Esse atual período da pandemia tem outro aspecto intrigante. Coincide com o aumento dos registros de resfriados e gripes, um pouco fora de época, já que vivemos o início de um verão com uma alternância de temperatura, para baixo, inusual. 

De tudo isso, fica o que sabido desde tempos imemoriais - prevenir é melhor do que remediar. Máscara, sobretudo quando há alguma desconfiança dos sintomas da Covid ou da gripe ou comorbidade, e a imunização em dia podem prevenir a doença e garantir um controle para que esses dados epidemiológicos não avancem para aquilo que ninguém sequer gostaria de imaginar: um retrocesso no enfrentamento da doença.

Não é motivo, ainda, para adoção de medidas como a volta do uso das máscaras, em ambientes público, segundo a Secretaria Municipal de Saúde.

Mas, já há cautela e pesquisadores reivindicando medidas mais efetivas para cortar, na raiz, as ameaças à saúde pública.

Publicado pela revista científica Nature, no último dia 3 de novembro, um artigo elaborado por 386 cientistas de 112 países - entre eles, cientistas brasileiros de institutos como a Fiocruz, afirma que a Covid-19 é uma ameaça persistente e perigosa ao mundo.

E, isso, se baseia nos números contados até o momento: 6,5 milhões de mortes e 630 milhões de casos confirmados.

Neste painel, os pesquisadores listam recomendações com alto grau de consenso para eliminar essa ameaça à saúde pública. Entre essas recomendações está a realização de uma comunicação efetiva com a população, enfatizar a vacinação, expandir o tratamento e combater as desigualdades no combate à doença.
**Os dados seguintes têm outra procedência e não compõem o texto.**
PR #40, opened 2015-04-29
HWKALERTS-34 Add a Cassandra implementation

lucasponce:
Initial branch with support for Cassandra persistence.
The "rest" profile has been extended also in hawkular-alerts-engine and hawkular-alerts-rest-tests projects to provide a server with Cassandra embedded as similar way it works in Kettle.
There is space for improvement, but we can have this start point here.

Please, help me to review & test it and check how it goes.
Thanks,


lucasponce:
I've reviewed and I've found a couple of minor things, I'll update the PR.

jsanda:
I have only briefly looked at the changes. I noticed that service classes are implemented as EJBs. If I remember correctly, the container will start a transaction for methods like `CassAlertsServiceImpl.addAlerts` since no transaction attribute is specified. Cassandra does not support transactions (in the ACID sense), so enlisting business methods in transactions does not make a whole lot of sense unless of course there are some transactional resources involved. To be honest, I see little if any benefit of using EJB with Cassandra backend. You can get the dependency injection by just using CDI managed beans.

hawkular-alerts-engine/src/main/java/org/hawkular/alerts/engine/impl/CassAlertsServiceImpl.java
```diff
@@ -0,0 +1,849 @@
...
+            throw new IllegalArgumentException("Alerts must be not null");
+        }
+        if (session == null) {
+            throw new RuntimeException("Cassandra session is null");
+        }
+        if (insertAlert == null) {
+            throw new RuntimeException("insertAlert PreparedStatement is null");
+        }
+        try {
+            for (Alert a : alerts) {
```
jsanda: Since the driver is async, it is typically better to do these inserts in parallel something like,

Nesse item, a urgência de uma melhor comunicação sempre tem sido destacada por este jornal - ao menos na cidade e na região, o poder público municipal precisa fazer mais para levar a comunidade aos postos de vacina e garantir o acesso mais rápido mais facilmente ao imunizante.

Muitas pessoas desistiram de completar o reforço porque quando procuram os serviços, enfrenta a demora para obter a dose. Algo que também fermenta o desinteresse pela vacinação.